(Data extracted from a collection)
------

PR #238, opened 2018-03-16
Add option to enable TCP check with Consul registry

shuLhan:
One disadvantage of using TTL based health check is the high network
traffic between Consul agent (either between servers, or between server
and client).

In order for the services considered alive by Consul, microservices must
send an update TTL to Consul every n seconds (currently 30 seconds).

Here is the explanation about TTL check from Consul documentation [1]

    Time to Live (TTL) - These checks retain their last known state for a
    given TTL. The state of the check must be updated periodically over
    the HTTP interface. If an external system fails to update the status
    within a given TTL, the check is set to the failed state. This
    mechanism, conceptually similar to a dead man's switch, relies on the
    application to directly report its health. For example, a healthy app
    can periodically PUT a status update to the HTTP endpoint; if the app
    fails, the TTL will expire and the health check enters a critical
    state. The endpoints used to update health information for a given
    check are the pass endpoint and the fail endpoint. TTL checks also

------

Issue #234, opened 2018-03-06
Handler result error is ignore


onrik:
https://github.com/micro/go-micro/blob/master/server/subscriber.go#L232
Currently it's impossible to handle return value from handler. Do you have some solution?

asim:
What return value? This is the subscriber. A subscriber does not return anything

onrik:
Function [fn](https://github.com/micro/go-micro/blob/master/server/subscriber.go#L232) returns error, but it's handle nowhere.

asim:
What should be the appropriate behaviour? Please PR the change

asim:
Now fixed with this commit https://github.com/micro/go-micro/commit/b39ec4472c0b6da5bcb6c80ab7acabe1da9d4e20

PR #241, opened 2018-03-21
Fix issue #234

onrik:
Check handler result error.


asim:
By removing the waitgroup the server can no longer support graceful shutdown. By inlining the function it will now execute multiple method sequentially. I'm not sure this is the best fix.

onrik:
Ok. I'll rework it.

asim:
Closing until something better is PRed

------

Required action: Search the records for lines holding the word "opened", then copy each line you find.

Reply to the exercise:
PR #238, opened 2018-03-16
Issue #234, opened 2018-03-06
PR #241, opened 2018-03-21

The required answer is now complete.